━━━ Dataset extract ━━━
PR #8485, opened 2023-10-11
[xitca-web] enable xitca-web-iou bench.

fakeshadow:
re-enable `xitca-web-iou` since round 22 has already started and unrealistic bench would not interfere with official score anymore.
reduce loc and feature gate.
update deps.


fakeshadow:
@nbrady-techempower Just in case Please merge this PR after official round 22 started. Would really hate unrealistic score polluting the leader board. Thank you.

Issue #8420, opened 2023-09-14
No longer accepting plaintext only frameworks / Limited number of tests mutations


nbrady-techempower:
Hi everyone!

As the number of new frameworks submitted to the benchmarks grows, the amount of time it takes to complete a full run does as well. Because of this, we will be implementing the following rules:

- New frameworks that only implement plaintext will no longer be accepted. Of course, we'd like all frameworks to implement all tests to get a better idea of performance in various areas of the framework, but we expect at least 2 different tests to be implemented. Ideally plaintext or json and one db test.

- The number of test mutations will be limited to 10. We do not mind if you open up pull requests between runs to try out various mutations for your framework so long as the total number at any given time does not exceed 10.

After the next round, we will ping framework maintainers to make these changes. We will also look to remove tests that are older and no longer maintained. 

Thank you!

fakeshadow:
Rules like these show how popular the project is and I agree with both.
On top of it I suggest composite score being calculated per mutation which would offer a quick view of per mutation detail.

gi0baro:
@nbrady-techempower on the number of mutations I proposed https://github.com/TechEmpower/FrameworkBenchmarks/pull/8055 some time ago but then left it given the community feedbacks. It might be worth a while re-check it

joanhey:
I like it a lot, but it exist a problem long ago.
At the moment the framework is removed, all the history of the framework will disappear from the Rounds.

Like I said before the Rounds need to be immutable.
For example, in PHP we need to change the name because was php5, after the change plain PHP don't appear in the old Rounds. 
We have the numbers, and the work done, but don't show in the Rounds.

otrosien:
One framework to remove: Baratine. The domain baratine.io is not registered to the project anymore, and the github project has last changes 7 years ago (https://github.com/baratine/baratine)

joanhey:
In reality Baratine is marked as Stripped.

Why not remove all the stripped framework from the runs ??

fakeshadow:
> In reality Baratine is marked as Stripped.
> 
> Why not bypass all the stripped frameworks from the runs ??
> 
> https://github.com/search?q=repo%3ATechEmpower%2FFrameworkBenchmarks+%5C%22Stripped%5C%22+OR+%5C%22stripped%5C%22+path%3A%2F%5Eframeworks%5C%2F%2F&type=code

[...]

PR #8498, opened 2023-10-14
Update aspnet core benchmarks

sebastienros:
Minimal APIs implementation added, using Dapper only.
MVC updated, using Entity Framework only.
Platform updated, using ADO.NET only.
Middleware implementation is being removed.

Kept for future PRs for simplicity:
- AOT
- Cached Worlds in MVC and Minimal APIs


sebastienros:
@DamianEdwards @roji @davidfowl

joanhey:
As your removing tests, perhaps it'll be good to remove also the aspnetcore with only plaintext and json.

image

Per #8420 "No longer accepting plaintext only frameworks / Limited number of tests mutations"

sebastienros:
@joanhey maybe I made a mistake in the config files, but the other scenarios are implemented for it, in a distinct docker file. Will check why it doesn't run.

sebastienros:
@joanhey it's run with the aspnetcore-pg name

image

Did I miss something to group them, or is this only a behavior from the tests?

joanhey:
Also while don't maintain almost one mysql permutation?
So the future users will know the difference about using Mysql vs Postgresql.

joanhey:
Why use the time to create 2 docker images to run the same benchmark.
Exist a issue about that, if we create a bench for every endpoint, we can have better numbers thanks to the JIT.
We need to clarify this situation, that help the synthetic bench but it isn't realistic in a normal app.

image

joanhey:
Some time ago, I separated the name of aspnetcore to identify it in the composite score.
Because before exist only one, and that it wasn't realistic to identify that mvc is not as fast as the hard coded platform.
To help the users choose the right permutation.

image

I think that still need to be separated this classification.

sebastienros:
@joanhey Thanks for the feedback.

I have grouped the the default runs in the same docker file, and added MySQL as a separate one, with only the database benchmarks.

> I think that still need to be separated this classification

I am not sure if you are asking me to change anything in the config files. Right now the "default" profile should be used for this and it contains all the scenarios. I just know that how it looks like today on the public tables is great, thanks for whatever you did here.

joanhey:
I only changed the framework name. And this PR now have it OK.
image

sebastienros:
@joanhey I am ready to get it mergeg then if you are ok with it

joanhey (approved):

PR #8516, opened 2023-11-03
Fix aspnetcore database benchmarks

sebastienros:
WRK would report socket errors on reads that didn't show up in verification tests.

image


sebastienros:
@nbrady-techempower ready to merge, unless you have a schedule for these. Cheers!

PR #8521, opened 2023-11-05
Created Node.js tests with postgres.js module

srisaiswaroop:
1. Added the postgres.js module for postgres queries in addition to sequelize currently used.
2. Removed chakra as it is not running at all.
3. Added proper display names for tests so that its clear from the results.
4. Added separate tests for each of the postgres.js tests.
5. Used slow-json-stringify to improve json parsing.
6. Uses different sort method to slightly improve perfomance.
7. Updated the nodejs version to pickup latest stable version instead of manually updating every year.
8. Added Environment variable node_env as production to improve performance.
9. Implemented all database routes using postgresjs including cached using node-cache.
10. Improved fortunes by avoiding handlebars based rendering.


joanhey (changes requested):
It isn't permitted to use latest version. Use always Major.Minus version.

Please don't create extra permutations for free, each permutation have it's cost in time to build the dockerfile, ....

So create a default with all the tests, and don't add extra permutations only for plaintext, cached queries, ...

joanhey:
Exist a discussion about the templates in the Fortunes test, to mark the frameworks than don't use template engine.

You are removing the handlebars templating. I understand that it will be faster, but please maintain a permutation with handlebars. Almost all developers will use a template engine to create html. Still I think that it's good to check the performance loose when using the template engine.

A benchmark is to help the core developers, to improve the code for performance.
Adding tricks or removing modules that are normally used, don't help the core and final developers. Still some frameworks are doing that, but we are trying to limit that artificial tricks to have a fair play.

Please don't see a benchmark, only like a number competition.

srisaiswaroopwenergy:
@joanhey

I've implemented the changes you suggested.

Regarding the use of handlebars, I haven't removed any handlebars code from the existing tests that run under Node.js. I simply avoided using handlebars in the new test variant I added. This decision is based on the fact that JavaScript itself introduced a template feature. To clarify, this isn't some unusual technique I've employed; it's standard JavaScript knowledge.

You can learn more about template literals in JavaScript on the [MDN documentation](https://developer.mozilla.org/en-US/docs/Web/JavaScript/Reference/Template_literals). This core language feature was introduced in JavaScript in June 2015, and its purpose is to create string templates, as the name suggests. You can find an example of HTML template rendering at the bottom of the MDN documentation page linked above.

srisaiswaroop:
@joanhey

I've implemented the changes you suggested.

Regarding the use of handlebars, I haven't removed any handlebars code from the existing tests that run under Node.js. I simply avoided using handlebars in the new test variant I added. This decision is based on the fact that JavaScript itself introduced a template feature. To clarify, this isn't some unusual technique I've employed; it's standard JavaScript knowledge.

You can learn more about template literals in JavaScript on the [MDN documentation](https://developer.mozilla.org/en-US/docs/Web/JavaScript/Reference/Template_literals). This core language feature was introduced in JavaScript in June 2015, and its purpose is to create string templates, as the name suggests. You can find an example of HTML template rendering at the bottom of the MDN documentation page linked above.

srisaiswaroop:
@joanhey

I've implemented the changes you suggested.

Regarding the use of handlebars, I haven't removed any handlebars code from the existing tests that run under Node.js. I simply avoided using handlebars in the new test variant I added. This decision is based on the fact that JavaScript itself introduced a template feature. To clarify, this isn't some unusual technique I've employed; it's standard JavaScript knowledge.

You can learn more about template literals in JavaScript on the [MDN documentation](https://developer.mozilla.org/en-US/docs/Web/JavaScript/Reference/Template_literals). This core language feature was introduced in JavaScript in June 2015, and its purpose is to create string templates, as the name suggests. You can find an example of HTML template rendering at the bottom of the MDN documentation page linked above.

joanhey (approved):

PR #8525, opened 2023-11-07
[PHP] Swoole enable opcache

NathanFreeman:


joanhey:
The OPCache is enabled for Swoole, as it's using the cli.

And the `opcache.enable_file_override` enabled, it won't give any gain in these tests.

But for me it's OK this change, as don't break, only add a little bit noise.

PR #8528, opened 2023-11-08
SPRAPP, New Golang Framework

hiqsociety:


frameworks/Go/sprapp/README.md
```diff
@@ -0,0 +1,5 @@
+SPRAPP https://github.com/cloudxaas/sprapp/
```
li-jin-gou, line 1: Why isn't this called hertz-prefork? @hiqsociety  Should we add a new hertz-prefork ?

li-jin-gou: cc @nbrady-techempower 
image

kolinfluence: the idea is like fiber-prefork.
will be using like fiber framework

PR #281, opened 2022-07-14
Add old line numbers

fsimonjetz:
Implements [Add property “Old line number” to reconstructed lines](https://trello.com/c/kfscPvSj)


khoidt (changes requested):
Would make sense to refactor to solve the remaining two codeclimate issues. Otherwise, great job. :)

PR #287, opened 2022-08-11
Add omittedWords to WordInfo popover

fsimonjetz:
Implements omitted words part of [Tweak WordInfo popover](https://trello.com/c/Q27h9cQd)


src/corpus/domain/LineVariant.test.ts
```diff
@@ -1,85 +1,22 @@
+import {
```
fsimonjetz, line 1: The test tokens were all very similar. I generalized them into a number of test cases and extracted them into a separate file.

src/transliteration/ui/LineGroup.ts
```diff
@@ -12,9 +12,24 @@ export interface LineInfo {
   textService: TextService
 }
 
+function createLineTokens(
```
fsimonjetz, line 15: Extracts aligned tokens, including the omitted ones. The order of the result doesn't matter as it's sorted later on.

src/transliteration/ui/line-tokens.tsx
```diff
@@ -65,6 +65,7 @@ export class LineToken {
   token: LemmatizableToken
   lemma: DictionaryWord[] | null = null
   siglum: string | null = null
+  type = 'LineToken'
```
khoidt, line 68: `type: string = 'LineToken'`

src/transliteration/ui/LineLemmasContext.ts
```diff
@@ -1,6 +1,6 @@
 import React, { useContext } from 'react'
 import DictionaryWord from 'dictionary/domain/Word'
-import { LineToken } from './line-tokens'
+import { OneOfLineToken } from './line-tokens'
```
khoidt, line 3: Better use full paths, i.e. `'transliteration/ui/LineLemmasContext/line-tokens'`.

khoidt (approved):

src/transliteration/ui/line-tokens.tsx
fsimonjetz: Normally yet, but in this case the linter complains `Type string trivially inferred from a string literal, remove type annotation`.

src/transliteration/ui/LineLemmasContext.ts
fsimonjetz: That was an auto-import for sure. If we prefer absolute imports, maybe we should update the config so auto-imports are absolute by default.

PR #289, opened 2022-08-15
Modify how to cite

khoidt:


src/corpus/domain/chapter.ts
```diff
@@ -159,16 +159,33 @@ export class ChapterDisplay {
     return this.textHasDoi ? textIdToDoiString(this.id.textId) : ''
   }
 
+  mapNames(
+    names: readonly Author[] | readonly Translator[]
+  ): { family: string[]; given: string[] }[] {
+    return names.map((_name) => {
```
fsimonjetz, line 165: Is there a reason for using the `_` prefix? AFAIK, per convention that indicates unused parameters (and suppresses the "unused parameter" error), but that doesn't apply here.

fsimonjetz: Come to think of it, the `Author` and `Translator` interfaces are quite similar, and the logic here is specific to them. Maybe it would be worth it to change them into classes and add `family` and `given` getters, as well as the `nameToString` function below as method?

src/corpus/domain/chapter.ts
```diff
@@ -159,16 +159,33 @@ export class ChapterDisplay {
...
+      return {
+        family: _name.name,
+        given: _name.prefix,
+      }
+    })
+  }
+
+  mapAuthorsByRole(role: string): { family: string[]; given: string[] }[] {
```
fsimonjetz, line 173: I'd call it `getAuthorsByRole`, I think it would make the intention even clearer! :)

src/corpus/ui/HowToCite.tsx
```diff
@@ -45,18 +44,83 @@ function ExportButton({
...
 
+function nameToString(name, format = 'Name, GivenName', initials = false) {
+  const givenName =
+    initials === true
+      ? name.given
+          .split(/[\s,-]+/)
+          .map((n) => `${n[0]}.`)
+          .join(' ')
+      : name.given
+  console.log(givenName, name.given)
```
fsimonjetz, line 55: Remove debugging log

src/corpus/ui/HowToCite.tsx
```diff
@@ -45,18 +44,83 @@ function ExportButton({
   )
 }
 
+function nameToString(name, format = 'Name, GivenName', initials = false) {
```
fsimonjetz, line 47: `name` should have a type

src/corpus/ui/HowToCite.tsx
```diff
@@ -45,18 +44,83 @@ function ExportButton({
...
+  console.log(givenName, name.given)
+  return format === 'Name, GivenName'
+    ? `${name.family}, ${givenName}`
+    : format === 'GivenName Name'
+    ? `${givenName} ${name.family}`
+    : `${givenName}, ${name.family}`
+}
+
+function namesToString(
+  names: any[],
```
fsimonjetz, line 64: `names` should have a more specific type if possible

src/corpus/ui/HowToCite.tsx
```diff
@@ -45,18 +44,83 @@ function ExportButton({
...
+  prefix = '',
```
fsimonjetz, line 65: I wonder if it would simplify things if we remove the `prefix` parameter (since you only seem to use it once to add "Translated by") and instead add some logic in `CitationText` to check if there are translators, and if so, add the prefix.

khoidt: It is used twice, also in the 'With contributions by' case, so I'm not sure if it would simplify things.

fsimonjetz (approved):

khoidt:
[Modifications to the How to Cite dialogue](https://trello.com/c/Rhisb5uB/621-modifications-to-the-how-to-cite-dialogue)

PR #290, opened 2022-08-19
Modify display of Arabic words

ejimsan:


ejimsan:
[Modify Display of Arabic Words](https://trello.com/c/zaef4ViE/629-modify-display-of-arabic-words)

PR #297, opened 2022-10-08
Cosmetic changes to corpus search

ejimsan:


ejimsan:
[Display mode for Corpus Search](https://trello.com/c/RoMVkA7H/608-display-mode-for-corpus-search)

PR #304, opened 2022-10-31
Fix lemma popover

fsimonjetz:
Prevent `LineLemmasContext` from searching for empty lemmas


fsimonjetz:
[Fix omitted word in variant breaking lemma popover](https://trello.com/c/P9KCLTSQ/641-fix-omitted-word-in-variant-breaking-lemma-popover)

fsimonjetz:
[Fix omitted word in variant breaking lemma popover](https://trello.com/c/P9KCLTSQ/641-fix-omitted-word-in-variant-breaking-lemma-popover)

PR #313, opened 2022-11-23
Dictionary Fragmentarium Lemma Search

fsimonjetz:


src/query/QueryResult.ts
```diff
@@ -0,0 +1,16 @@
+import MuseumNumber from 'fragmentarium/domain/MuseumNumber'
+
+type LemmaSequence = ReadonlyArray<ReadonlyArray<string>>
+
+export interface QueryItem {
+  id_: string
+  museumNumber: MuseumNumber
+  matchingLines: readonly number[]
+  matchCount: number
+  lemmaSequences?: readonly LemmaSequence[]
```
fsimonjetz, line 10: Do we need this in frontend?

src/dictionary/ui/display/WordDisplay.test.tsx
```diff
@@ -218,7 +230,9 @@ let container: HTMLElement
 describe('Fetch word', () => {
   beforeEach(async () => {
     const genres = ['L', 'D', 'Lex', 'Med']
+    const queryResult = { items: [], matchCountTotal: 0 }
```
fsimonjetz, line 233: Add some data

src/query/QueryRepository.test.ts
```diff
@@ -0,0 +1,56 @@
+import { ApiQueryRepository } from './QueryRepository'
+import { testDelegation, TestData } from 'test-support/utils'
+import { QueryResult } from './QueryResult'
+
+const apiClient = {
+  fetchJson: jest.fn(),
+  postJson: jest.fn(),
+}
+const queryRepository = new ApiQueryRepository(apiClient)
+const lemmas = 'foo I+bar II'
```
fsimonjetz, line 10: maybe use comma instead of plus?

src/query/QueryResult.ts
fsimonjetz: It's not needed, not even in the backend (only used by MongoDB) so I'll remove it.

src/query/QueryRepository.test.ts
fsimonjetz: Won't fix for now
━━━
━━━ Dataset extract ━━━
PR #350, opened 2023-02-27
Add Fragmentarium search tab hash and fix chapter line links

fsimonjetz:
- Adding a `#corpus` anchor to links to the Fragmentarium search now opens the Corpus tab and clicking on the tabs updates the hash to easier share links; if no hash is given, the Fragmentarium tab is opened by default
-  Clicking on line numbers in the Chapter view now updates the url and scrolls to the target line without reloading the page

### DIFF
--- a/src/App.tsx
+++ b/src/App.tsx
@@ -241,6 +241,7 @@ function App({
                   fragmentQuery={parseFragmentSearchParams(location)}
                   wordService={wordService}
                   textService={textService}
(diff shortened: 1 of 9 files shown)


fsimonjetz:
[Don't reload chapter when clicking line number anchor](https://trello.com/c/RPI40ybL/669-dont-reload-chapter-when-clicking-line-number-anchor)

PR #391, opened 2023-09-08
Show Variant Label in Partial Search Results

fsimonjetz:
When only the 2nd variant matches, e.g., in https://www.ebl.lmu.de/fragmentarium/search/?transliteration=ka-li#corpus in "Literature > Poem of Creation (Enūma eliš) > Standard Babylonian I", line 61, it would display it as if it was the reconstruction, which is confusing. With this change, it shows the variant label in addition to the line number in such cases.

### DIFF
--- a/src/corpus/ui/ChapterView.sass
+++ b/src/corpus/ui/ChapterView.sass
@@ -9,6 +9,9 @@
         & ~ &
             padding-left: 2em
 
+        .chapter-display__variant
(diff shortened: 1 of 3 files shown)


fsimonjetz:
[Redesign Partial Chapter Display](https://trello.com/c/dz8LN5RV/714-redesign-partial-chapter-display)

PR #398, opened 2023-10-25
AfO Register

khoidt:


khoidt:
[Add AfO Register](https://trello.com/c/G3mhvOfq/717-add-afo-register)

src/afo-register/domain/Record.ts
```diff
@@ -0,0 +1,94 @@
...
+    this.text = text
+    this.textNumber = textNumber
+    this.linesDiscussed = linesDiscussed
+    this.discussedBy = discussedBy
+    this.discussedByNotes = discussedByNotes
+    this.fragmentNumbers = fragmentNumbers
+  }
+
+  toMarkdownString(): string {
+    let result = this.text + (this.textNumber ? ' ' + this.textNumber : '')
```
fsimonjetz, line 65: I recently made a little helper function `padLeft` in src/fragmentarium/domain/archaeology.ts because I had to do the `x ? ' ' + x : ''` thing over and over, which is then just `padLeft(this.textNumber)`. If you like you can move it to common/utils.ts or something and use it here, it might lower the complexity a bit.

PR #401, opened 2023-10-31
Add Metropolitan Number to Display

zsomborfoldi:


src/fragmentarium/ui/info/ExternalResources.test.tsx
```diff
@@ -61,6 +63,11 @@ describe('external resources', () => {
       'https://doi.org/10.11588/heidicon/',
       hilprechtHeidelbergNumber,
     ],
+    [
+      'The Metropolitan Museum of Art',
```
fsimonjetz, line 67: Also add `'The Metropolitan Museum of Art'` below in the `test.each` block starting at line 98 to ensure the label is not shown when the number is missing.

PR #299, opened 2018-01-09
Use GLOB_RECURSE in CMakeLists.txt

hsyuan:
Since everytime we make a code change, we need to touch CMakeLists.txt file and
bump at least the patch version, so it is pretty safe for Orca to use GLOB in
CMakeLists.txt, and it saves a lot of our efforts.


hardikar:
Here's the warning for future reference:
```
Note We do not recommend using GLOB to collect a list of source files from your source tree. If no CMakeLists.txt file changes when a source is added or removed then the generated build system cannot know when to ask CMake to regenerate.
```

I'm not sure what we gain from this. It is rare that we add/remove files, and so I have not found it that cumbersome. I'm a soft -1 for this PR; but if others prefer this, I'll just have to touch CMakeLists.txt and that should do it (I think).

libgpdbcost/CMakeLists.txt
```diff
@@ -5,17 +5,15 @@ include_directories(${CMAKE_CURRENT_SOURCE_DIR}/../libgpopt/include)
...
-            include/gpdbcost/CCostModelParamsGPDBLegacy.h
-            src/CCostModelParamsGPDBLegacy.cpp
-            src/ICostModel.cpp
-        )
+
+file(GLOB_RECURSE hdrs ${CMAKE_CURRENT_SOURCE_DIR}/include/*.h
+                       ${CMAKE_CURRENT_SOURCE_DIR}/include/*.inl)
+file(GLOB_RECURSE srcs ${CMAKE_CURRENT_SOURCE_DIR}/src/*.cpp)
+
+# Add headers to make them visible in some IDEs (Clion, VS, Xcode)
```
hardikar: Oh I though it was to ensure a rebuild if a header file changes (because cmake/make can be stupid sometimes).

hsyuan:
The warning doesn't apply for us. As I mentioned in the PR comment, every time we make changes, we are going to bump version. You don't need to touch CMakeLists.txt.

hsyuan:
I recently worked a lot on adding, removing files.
━━━
Please state the number of lines in the data above that hold the word "recently", without any other text.

*Solved problem*
2